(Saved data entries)
◆ ◆ ◆ ◆

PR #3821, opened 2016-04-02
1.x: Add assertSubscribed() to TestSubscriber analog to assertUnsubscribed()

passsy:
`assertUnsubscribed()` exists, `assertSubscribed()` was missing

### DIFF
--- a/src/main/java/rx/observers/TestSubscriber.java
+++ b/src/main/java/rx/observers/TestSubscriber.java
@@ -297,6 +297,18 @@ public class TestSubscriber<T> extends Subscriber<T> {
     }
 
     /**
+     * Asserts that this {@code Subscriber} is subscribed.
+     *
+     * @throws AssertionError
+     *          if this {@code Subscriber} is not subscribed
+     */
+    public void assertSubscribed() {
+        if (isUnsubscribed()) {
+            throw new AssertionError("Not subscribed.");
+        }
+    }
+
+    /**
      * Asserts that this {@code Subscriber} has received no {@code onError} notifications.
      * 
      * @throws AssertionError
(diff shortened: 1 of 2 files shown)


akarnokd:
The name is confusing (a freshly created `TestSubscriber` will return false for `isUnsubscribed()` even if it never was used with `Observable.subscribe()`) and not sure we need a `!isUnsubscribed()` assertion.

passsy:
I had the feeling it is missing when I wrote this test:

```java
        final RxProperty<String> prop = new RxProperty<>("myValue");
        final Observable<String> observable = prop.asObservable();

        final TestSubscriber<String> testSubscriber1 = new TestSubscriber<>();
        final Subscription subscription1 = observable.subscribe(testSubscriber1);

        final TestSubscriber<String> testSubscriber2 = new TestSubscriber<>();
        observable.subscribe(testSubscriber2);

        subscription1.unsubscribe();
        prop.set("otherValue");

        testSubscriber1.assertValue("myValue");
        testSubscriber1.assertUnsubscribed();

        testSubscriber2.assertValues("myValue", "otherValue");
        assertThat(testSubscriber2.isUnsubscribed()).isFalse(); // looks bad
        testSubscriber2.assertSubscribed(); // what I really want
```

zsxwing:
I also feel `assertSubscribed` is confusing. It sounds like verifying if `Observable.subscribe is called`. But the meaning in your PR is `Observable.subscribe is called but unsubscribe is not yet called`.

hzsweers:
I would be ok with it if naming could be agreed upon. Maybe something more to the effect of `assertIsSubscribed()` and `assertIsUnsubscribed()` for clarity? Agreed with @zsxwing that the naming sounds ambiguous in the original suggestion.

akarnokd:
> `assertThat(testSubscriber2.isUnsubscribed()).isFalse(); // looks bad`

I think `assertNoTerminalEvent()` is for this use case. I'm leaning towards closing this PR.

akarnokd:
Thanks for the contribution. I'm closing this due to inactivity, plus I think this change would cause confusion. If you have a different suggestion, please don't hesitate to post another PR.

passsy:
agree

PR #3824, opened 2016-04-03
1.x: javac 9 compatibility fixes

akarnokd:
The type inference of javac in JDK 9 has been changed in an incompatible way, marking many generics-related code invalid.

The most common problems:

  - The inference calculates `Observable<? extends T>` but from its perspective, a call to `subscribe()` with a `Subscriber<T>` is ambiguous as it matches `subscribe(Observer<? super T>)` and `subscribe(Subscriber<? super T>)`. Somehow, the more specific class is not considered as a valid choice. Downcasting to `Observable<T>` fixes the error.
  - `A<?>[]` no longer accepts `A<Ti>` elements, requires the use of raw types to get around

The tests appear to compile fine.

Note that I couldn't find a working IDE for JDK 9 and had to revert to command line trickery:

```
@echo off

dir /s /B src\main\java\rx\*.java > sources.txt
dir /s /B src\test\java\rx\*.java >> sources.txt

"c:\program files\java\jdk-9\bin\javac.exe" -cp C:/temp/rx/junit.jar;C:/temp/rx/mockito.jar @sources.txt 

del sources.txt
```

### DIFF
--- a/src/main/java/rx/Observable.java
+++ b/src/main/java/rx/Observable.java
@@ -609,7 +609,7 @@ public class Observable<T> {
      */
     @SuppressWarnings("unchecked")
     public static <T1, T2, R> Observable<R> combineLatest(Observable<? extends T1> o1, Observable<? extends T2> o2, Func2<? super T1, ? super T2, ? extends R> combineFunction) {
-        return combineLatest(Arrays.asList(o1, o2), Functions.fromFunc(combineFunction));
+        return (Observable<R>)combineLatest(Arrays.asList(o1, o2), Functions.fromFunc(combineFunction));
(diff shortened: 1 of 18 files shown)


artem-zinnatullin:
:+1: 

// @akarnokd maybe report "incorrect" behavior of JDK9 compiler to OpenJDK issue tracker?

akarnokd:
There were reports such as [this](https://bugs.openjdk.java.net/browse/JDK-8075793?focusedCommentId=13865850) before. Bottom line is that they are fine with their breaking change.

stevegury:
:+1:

◆ ◆ ◆ ◆

What the task requires: Scan the lines above for the word "sources" and copy every one where it occurs.

Reply to the exercise:
dir /s /B src\main\java\rx\*.java > sources.txt
dir /s /B src\test\java\rx\*.java >> sources.txt
"c:\program files\java\jdk-9\bin\javac.exe" -cp C:/temp/rx/junit.jar;C:/temp/rx/mockito.jar @sources.txt 
del sources.txt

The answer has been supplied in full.